Identifier | weight | diameter | color | name_variety |
1 | 151g | 8.3 cm | red | Red Delicious |
2 | 169g | 9.1 cm | green | Braeburn |
3 | 134g | 8.0 cm | green | NULL |
Our previous join condition apple.name_variety = variety.label
will no longer be met, because the apple.name_variety
cell is null.
Left outer joins
If we also want to retain apples whose varieties are not known to us, we have to apply an outer join. If the apple table is on the left, and the variety table is on the right, we perform a left outer join, because we are retaining all of the rows of the table on the left:
apple. | apple. | apple. | apple. | apple. | variety. | variety. | variety. | variety. |
1 | 151g | 8.3 cm | red | Red Delicious | Red delicious | 3.19 | late Sept. | Sweet |
2 | 151g | 9.1 cm | green | Braeburn | Braeburn | 3.49 | mid. Sept. | Tart |
3 | 134g | 8.0 cm | green | NULL | NULL | NULL | NULL | NULL |
Right outer joins
In the same way, if there were no apples of the Gala variety, but we still wanted to retain the information about this variety after the join, we would need to apply a right outer join. This way, we would retain all of the rows of the table on the right (variety), even if some of the varieties had no corresponding value in the apple table:
apple. | apple. | apple. | apple. | apple. | variety. | variety. | variety. | variety. |
1 | 151 g | 8.3 cm | Red | Red Delicious | Red Delicious | 3.19 | late Sept. | Sweet |
2 | 169 g | 9.1 cm | Green | Braeburn | Braeburn | 3.49 | mid. Oct. | Sweet/Tart |
NULL | NULL | NULL | NULL | NULL | Gala | 3.19 | mid. Sept. | Sweet |
NULL | NULL | NULL | NULL | NULL | McIntosh | 2.99 | mid. Sept. | Tart |
Notice that the results of the right outer join retain all the records from the right table (variety) and all matching records from the left table (apple).
Full joins
And if we want to retain all of the information in both apple and variety, I have a third type of outer join on hand: the full join! Here’s what it looks like:
apple. | apple. | apple. | apple. | apple. | variety. | variety. | variety. | Variety. |
1 | 151 g | 8.3 cm | red | Red Delicious | Red Delicious | 3.19 | late September/early October | Sweet |
2 | 169 g | 9.1 cm | green | Braeburn | Braeburn | 3.49 | mid September | Sweet/Tart |
3 | 134 g | 8.0 cm | green | NULL | NULL | NULL | NULL | NULL |
NULL | NULL | NULL | NULL | NULL | Gala | 3.19 | mid September | Sweet |
NULL | NULL | NULL | NULL | NULL | Macintosh | 2.99 | mid September | Tart |
Notations
Here is the notation I recommend for the inner join:
Join (apple, variety, apple.name_variety = variety.label)

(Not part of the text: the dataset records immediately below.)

PR #14675, opened 2025-03-17
Applied CS-Fixer

TheCartpenter:


TheCartpenter:
@daniellkerr: If these two PRs are to be considered:

https://github.com/opencart/opencart/pull/14677
https://github.com/opencart/opencart/pull/14676

Make sure to accept this one before these other twos, since mine does not have the removal requests for Germany in it.

TheCartpenter:
Note: Since I am also not around that area, and that the list of additions to the zones is quite small, it may also be quickly reviewed based on their locations which all includes the ISO 3611-2.

pemaier:
To include the ISO-3166-2 codes in this table is not working well because it is required to be in a separate table for maintenance reasons and for more flexibility. And it is working like this because of the language variants (e.g. de-DE, de-AT, de-CH, ...)
To build a link into to the table is easy we have all what we need to have the reference. e.g. iso-3166-2:DE or iso-3166-2:CH for the German language used in Germany and Switzerland. For the French language  e.g. iso-3166-2:FR or iso-3166-2:CH it's working this way for France and Switzerland.

TheCartpenter:
> To include the ISO-3166-2 codes in this table is not working well because it is required to be in a separate table for maintenance reasons and for more flexibility. And it is working like this because of the language variants (e.g. de-DE, de-AT, de-CH, ...) To build a link into to the table is easy we have all what we need to have the reference. e.g. iso-3166-2:DE or iso-3166-2:CH for the German language used in Germany and Switzerland. For the French language e.g. iso-3166-2:FR or iso-3166-2:CH it's working this way for France and Switzerland.
> 
> Also I suggest to get a working Version asap and then we can bring new developments into the development branch so we have a quick way to get new versions and patch versions.

Yes, I think it is good to say that these changes are only appliable for en-gb and fr-fr as we speak until the new locale folders gets changed as well as for the database to follow.

TheCartpenter:
Closing this, too many conflicts. Will be working on the rest of the PHPDocs for multilanguages.

PR #14677, opened 2025-03-17
Update opencart-en-gb.sql to make German entries is0-3166-1 conform

pemaier:


TheCartpenter:
Are you sure they're meant to be removed rather than renamed to their respective languages on both SQL files?

pemaier:
Yes I'm sure. Because this are no official subdivision related to ISO. 
Because David likes to make a release as I read it's important to be clean and save.

TheCartpenter:
According to this ISO's list: https://github.com/dr5hn/countries-states-cities-database/blob/master/csv/states.csv , at index: 3007, it pretty much looks like it is related as these CSV files are follows up together...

For right, left, and full outer joins:
JoinLeft (apple, variety, apple.name_variety = variety.label)
JoinRight (apple, variety, apple.name_variety = variety.label)

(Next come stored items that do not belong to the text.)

PR #14683, opened 2025-03-18
product code unique check

fmarslan:
This PR introduces the unique check feature. If accepted and merged, the unique check will be implemented.

https://github.com/opencart/opencart/pull/14656

### DIFF
--- a/upload/admin/controller/catalog/product.php
+++ b/upload/admin/controller/catalog/product.php
@@ -1196,6 +1196,14 @@ class Product extends \Opencart\System\Engine\Controller {
 			if ($identifier_info && $identifier_info['validation'] && !oc_validate_regex($product_code['value'], $identifier_info['validation'])) {
 				$json['error']['code_' . $key] = sprintf($this->language->get('error_regex'), $product_code['code']);
 			}
+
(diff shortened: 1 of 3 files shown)


TheCartpenter:
'should' and 'doit' have two different meaning. 'doit' means: 'must'. As per the SEO URL error right above, it also says: must.

fmarslan:
> 'should' and 'doit' have two different meaning. 'doit' means: 'must'. As per the SEO URL error right above, it also says: must. Also, the controller validating the product code is not standard to OC.

I don't know french :( if you share correct sentence, I could change.

TheCartpenter:
French is not the issue, here. The English version still says: 'should' and OC languages normally doesn't use that word if you look at other: ```error_exists``` language keys.

fmarslan:
fixed language.

fmarslan:
> Also, the controller validating the product code is not standard to OC.

Another issue is that I don’t fully understand the meaning. What do you mean by "standard"? What should I pay attention to?
Are you suggesting that this validation should be moved to the validation.php file under the helper folder?

https://github.com/opencart/opencart/blob/729bd8d836d003d41caecf08dd1ef340c1cb4396/upload/admin/controller/catalog/product.php#L1200

danielkerr:
No.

JoinFull (apple, variety, apple.name_variety = variety.label)
Go Further: Natural Joins
And now, a little trick that’s actually very useful: the natural join.

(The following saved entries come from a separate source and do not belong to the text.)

PR #14684, opened 2025-03-18
Version number update to reflect minor change

mhcwebdesign:
The version is broken down into 4 points e.g 1.2.3.4 We use MAJOR.MINOR.FEATURE.PATCH to describe the version numbers.

A MINOR is when there are significant changes that affect core structures. This increment would likely break some 3rd party modules.

See the recent changes, such as the new oc_country_description and oc_zone_description, which will affect some 3rd party extensions.

### DIFF
--- a/upload/admin/index.php
+++ b/upload/admin/index.php
@@ -1,6 +1,6 @@
 <?php
 // Version
-define('VERSION', '4.1.0.1');
+define('VERSION', '4.2.0.0');
 
 // Configuration
 if (is_file('config.php')) {
--- a/upload/index.php
+++ b/upload/index.php
@@ -1,6 +1,6 @@
 <?php
 // Version
-define('VERSION', '4.1.0.1');
+define('VERSION', '4.2.0.0');
 
 // Configuration
 if (is_file('config.php')) {


stalker780:
Actually it is getting too annoying.

In the last 3 years there was no stable OC4 release. All the releases had too much critical bugs and include breaking changes for extensions.

Something is terribly wrong with OC4 release workflow.

Why can't we just stop adding features for 6 months and release a stable OC4?
Make 4.5 or 5.0 as a separate branch for breaking changes?

mhcwebdesign:
> Actually it is getting too annoying.
> 
> In the last 3 years there was no stable OC4 release. All the releases had too much critical bugs and include breaking changes for extensions.
> 
> Something is terribly wrong with OC4 release workflow.
> 
> Why can't we just stop adding features for 6 months and release a stable OC4? Make 4.5 or 5.0 as a separate branch for breaking changes?

I agree, some of the recent changes should have been done in the 'development' branch, not in the 'master' branch. Whatever version number we use for the next release from the master branch, is should labeled as a public beta release, to allow end users to do a full testing first before a final release for live deployments.

batumibiz:
It would be useful to abandon such chaos with versions altogether.
Wouldn't it have been better to use [Semantic Versioning](https://semver.org/)?
Everything is simple, logical and described in detail...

A natural join is a regular join. If the two relations being joined have columns that appear in both relations (exactly the same name in both tables), the join can be implicit.
Thus, if I change the name of the “label” column in the variety table to name_variety, both tables will have this column in common. If we want to join all of the columns that have the same name in both relations (here there is only one such column), we can use the natural join.
With the natural join, we no longer need to specify a condition, because it is implicit—the columns have the same name!
So...
Join (apple, variety, apple.name_variety = variety.name_variety)
is equivalent to
JoinNatural (apple, variety)
.
Summary
A join "combines" two tables based on a specified condition.
An inner join doesn’t necessarily retain all of the information of the two tables being joined. It only includes matching rows between tables.
In order to retain all of the information of one (or both) of the tables, you need to apply an outer join.